Before the Labor leader goes too far in following the advice of 19th century politicians he might consider the course of Randolph Churchill's fortunes.  He had a meteoric rise and by the age of 37 was both leader of the Conservative Party in the House of Commons and Chancellor of the Exchequer.  In a matter of months, he lost both positions and his political career petered out, ending in ignominy.  According to the leading historian of the British Conservatives, Churchill's colleagues quickly saw through him and they recognised his single biggest failing -- which was that "Churchill had no real policy".

Whether the Australian electorate will see through Beazley's promise to scrap Australian workplace agreements (AWAs) and realise it is the policy Labor has when it can't think of an alternative, is one of the key political questions of the year.

At face value, the ALP's new position not just to abolish the AWAs but to place the entire industrial relations system in thrall to the ACTU might appear to be bad policy but good politics.  On a moment's reflection, though, it becomes obvious that Labor's stance is both bad policy and bad politics.

It's true that the public is yet to be convinced about the merits of Work Choices -- it is confused by it, and the coalition hasn't done a brilliant job of selling its benefits.  When combined with effective union advertisements against the legislation, and the blanket publicity given to the supposedly extreme actions of a few employers, it is no surprise that there is widespread unease about industrial relations.

By saying he will eliminate AWAs, Beazley might feel that at one stroke he has exploited the community's disquiet, appeased a restless union movement and kept himself in a job.

If only it were that simple.  But there is one problem:  Labor hasn't taken account of the intelligence of Australian voters.

Australian voters understand that an unemployment rate of 4.9 per cent is not an accident -- it is the product of a more flexible labour market.  They also know the accuracy of what the head of the International Monetary Fund said in Canberra on Wednesday, "... the labour laws of not only the 1970s, but even the 1990s, are probably not the ones we need in the 21st century".

Of course, voters are not above appeals to self-interest and the ever-growing demands of welfare for the middle class are the proof of this.  However, the ultimate objective of the electorate is to ensure the country's future prosperity and it appreciates that sometimes the interests of the 11 million voters who are not members of a trade union outweigh those of the less than two million voters who are.
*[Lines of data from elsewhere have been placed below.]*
PR #799, opened 2018-09-19
loop-drain terminal input for less flickering and work

avih:
Previously we were trying to read once up to 4K input bytes, but
underlaying buffering could limit us. E.g. MSYS2 gives up to 256 bytes.

If an application outputs a bigger chunk, then it can result in partial
terminal/screen updates which typically manifest as flickering or
tearing or "not solid" screen updates etc.

This usually also meant more work because we will also update the screen
again once we read all the input.

Change it to drain the input in a loop as long as we have input, up to
the same 4K bytes as before.

This results is much less flickering of the status line in 'less' (and
therefore 'man' etc), and generally a more "solid" feeling on updates.

### DIFF
--- a/src/child.c
+++ b/src/child.c
@@ -455,13 +455,11 @@ child_proc(void)
 
     if (select(win_fd + 1, &fds, 0, 0, timeout_p) > 0) {
       if (pty_fd >= 0 && FD_ISSET(pty_fd, &fds)) {
-#if CYGWIN_VERSION_DLL_MAJOR >= 1005
-        static char buf[4096];
-        int len = read(pty_fd, buf, sizeof buf);
-#else
-        // Pty devices on old Cygwin version deliver only 4 bytes at a time,
+        // Pty devices on old Cygwin versions (pre 1005) deliver only 4 bytes
+        // at a time, and newer ones or MSYS2 deliver up to 256 at a time.
         // so call read() repeatedly until we have a worthwhile haul.
-        static char buf[512];
+        // this avoids most partial updates, results in less flickering/tearing.
+        static char buf[4096];
         uint len = 0;
         do {
           int ret = read(pty_fd, buf + len, sizeof buf - len);
@@ -470,7 +468,6 @@ child_proc(void)
           else
             break;
         } while (len < sizeof buf);
-#endif
         if (len > 0) {
           term_write(buf, len);
           if (log_fd >= 0 && logging)


avih:
Here's a sample video. Left side is "normal" mintty, right side is with the patch of this PR. Running `man`, then `less` (with some syntax highlighting), then tmux where one pane keeps writing output.

Sorry for the low quality video, but the status/cursor flicker are visible anyway. I tested that it plays in Firefox: https://0x0.st/sxRG.mp4

avih:
> More so, currently there's a bug ...

Added a first commit which fixes this issue. Now the buffer size can be set to any arbitrary size (e.g. 8K or 16K or 128K) without crashing while selecting with the mouse.

The patch to loop-drain the input remains identical as before (so still 4K).

mintty:
I was about to accept the first patch, but now about the second:
So if the length would wrap uint (which is very hypothetical), you would simply return, i.e. ignore the output?
And, as inbuf size might become quite large in this hypothecial case, maybe the reassignment should be guarded against failure of renewn?

avih:
> So if the length would wrap uint (which is very hypothetical), you would simply return, i.e. ignore the output?

Correct. As you noted, it's quite unlikely to happen, and all bets are off if it does, but at least we won't crash due to writing out of bounds.

Also note that it doesn't need the length to wrap. It "only" needs `term.inbuf_pos` to reach (a bit less than) `UINT_MAX / 4` - which is 1G. Still quite unlikely to happen but definitely possible to trigger in practice.

> And, as inbuf size might become quite large in this hypothecial case, maybe the reassignment should be guarded against failure of renewn?

I can protect against failure of `renewn`, but I don't think it's appropriate, for two reasons:
- It's not protected anywhere else, and protecting it only here would be largely meaningless.
- You might want to add some "central" protection, e.g. maybe at `renewn` itself such that it aborts mintty gracefully if an allocation fails. I.e. all callers can assume that `renewn` never fails.

But if you feel that protecting `renewn` here is appropriate, then sure, I can add it. Just let me know what you prefer.

mintty:
First of all, thanks for catching this potential overflow. I wasn't aware of this hold-back feature at all.
I've disabled it for testing and actually that isn't really harmful, so we could also drop it altogether and let output pass while selecting. It has some benefit though, but proper output should take precedence over uninterrupted selection. So if the buffer is about to overflow, we should rather just flush it out and not discard it. Changing to that policy would also make it appropriate to change to a fixed buffer (say, 4K also) rather than a growing one. If you grow it up to 1G you could expect other problems, too, anyway! (And in that case, also renewn shouldn't be a problem.)

avih:
> so we could also drop it altogether and let output pass while selecting

Hmm.. not very user friendly IMHO.

> So if the buffer is about to overflow, we should rather just flush it out and not discard it

This is fair IMO, though I don't see any issue with a growing buffer either.

Or you can combine both aspects and allow it to grow up to some reasonable size.. say 32K or some such, so it's a quadruple win - let the user select uninterrupted in most cases, doesn't use memory if there's no need, use as much as needed when needed, and also doesn't let it grow to unreasonable sizes.

Overall, I don't mind which option is taken, but I think it's be nicer to keep this feature in general (even if a fixed size).

Pick a solution. Once you do, I can write it if you prefer, or you do it. Just let me know.

Regardless, the patch `loop-drain terminal input for less flickering and work` is independent of suspend-on-selection as long as it doesn't increase the size beyond 4K.

avih:
Also, I think it should be similar to the case where the user scrolls up while input keeps coming (so the screen doesn't update but the scrollback buffer keeps growing), isn't it? how is it handled there?

mintty:
I tested scrolling to some extent, not too thoroughly yet. Feel free to test selection inside the scrollback buffer.

> the patch loop-drain terminal input for less flickering and work is independent 

Yes, but you put it together in one pull request and I don't see a github option to pull only one of the commits - is it possible?

mintty:
A dynamic suspend-output-on-selection buffer is already implemented, so let's keep that and set a moderate size limit. To suggest a limit, let me take my dice... 30800 bytes.

avih:
> set a moderate size limit

Hmm.. so I tried to do that, and it's easy to handle at the `term_write` side, but I got tangled up with releasing the selection state at `termmouse.c`. To be honest I'm not comfortable with making this change reliably myself.

If you prefer to do it yourself, go ahead, I'll wait. Else, I suggest to take my overflow fix patch which doesn't do anything other than avoiding a crash, and then at your leisure you can change it to whatever you want?

mintty:
> but I got tangled up with releasing the selection state at termmouse.c

I see no need to do anything there. The selection can stay active while output is processed. Just handle the buffer overflow and let it - well, overflow into the terminal, then we should be fine.

avih:
> well, overflow into the terminal

I don't like this approach, because it will result in earlier text (which got buffered while suspended during selection) to be shown an an incorrect later position.

I've removed the buffer overflow fix from the PR, and leaving it at this comment as reference. Feel free to take it or write something yourself based on it or however you like.

```diff
From 3f051b9e4893acede4fa2e508406d9da288b230b Mon Sep 17 00:00:00 2001
From: "Avi Halachmi (:avih)" <avihpit@yahoo.com>
Date: Tue, 18 Sep 2018 18:41:37 +0300
Subject: [PATCH] term_write: avoid potential buffer overflows

1. In the unlikely case where term.inbuf_size*4+4096 wraps-around uint:
   previously we wrote out of bounds, now we allocate enough to fit
   without wrap around, or ignore this input if we can't.

2. If term.inbuf_pos+len > term.inbuf_size*4+4096 : previously we didn't
   allocate enough and wrote out of bounds, now we allocate enough.
   E.g. first write is 5K (inbuf_size and inbuf_pos are still 0).

The second case currently doesn't happen in practice because term_write
is currently not called with len > 4096, but this could change, and now
the code works correctly for any arbitrary len.
---
 src/termout.c | 8 ++++++--
 1 file changed, 6 insertions(+), 2 deletions(-)

diff --git a/src/termout.c b/src/termout.c
index c4294f2..1c78809 100644
--- a/src/termout.c
+++ b/src/termout.c
@@ -2366,8 +2366,12 @@ term_write(const char *buf, uint len)
   * because the user will want the screen to hold still to be selected.
   */
   if (term_selecting()) {
-    if (term.inbuf_pos + len > term.inbuf_size) {
-      term.inbuf_size = max(term.inbuf_pos, term.inbuf_size * 4 + 4096);
+    uint min_size = term.inbuf_pos + len;
+    if (min_size < term.inbuf_pos)
+      return;
+    /* min_size verified to not wrap-around, but term.inbuf_size*2 might */
+    if (min_size > term.inbuf_size) {
+      term.inbuf_size = max(term.inbuf_size * 2, max(4096, min_size));
       term.inbuf = renewn(term.inbuf, term.inbuf_size);
     }
     memcpy(term.inbuf + term.inbuf_pos, buf, len);
--
2.19.0
```

mintty:
> >   well, overflow into the terminal

> I don't like this approach, because it will result in earlier text (which got buffered while suspended during selection) to be shown an an incorrect later position.

It shouldn't; to be tested. If that's an issue, a term_flush within the scrolling function might help.
I'll give that a try myself.

mintty:
I've uploaded a patch. Please check. It contains some debug trace output and the limit is set to 33 to enable testing feedback. I'll change that to 33333 and clean up later.
Test case in shell: `while true; do sleep 1; date; done`.
And we should rename the inbuf, which is very misleading, to output which it actually is.

avih:
> And we should rename the inbuf

Well.. it's an input buffer for `term_write` and is used in the context of `term_write`... (not that I care about the name, but whether a thing is an input or output depends on the context at which you look at it).

Also, not sure how these work:
```
#ifdef buffer_problems
# ifdef patch_799
```
Neither of them is defined or explained anywhere as far as I can see... I assume they're your private things so I'm going to remove these blocks for clarity (while looking at the code).

avih:
```c
    if (term.inbuf_pos + len > term.inbuf_size) {
      term.inbuf_size = term.inbuf_size + 10 * len;
      term.inbuf = renewn(term.inbuf, term.inbuf_size);
    }
```

This will write out of bounds (will not allocate anything) if `term.inbuf_pos + len` ends up bigger than UINT_MAX. At this function you don't have control of what `len` is, therefore it should deal gracefully with any `uint` value. And this code doesn't.

mintty:
I wasn't assuming len might ever be near UINT_MAX but you're right, we should secure this completely while at it. Thanks for the feedback.

avih:
Also, you could rewrite this:
```c
  if (term_selecting()) {
    if (term.inbuf_pos + len > term.inbuf_size) {
      term.inbuf_size = term.inbuf_size + 10 * len;
      term.inbuf = renewn(term.inbuf, term.inbuf_size);
    }
    memcpy(term.inbuf + term.inbuf_pos, buf, len);
    term.inbuf_pos += len;
    if (term.inbuf_pos < 33) {
      // hold back output in buffer and skip actual output for now
      return;
    }
    else {
      // flush output buffer
      term_flush();
      return;
    }
  }

  term_do_write(buf, len);
```

As this instead:
```c
  if (term_selecting()) {
    if (term.inbuf_pos + len > 33) {
      // flush existing output buffer
      term_flush();
      // then continue to write len normally below.
    } else {
      // hold back output in buffer and skip actual output for now
      if (term.inbuf_pos + len > term.inbuf_size) {
        term.inbuf_size = term.inbuf_size + 10 * len;
        term.inbuf = renewn(term.inbuf, term.inbuf_size);
      }
      memcpy(term.inbuf + term.inbuf_pos, buf, len);
      term.inbuf_pos += len;
      return;
    }
  }

  term_do_write(buf, len);
```

This doesn't solve the UINT_MAX issue, but at least doesn't grow the buffer if you're going to flush it now anyway.

mintty:
I lost overview how the original patch to child_proc was related to the later patches to term_write about the active-selection output suspending.
The latter causes a serious problem and as I don't seem to find a proper solution I tend to disable the output suspending at all because it's not really necessary.

avih:
well, I wasn't following which patches caused issues, but did you try my suggested patch above instead of the change you ultimately pushed instead?

mintty:
Your version does not make mintty stall.
But it flushes about every second line of output. I don't see benefit in suspending such small pieces.
Alternatives are:
1. Flush larger pieces; however, writing larger chunks to the client pty is probably the culprit of the stalling issue.
2. Discard large pieces; not really nice for a terminal.
I still feel inclined to disable this output suspension. It's not worth the trouble.

avih:
I meant the first version I posted, at this comment: https://github.com/mintty/mintty/pull/799#issuecomment-423682418

I'm assuming you tried my comments about your patch (where you only buffered 33 bytes), and yes, it's obvious this version would flush often. But my initial version shouldn't.

Regardless, personally don't feel strongly about this feature and don't really care if it's removed.

mintty:
The error is an embarassing wrong calculation of the size of memory allocation for the suspension buffer.
I'll fix that and make the buffer size configurable, including 0 which will disable the buffering.

mintty:
Released 2.9.4.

Until 1998, it was an article of faith in Australian politics that no party proposing a new tax could win a federal election.  Voters didn't necessarily like the concept of the GST, they didn't understand it, and many felt that they themselves or others might be worse off under it.  But this didn't stop them voting for it anyway.  They knew it was in their long-term interests to improve the country's tax system.

The argument about Work Choices and AWAs is not very different from the GST debate.  Nearly a decade ago, Beazley's grab for votes put him on the wrong side of good policy -- and politically he was punished for it.  He risks making the same mistake again.

The GST was an important issue not just because of what it actually did, but also because of what it represented.  One political party supported reform and the modernisation of the economy, and the other didn't.

Likewise with AWAs.  That a relatively small proportion of workers are employed under them is irrelevant.  AWAs symbolise the ability of employers and employees to negotiate for flexibility and higher wages.  The fact that there aren't more AWAs is evidence that industrial relations in this country has yet to adapt to the new realities of the international marketplace for labour, goods and services.

In a moment of candour, Randolph Churchill once revealed the primary motivation behind his biggest political decisions.  He admitted it was "mostly opportunism".  Right now, it looks like the same thing is motivating Beazley.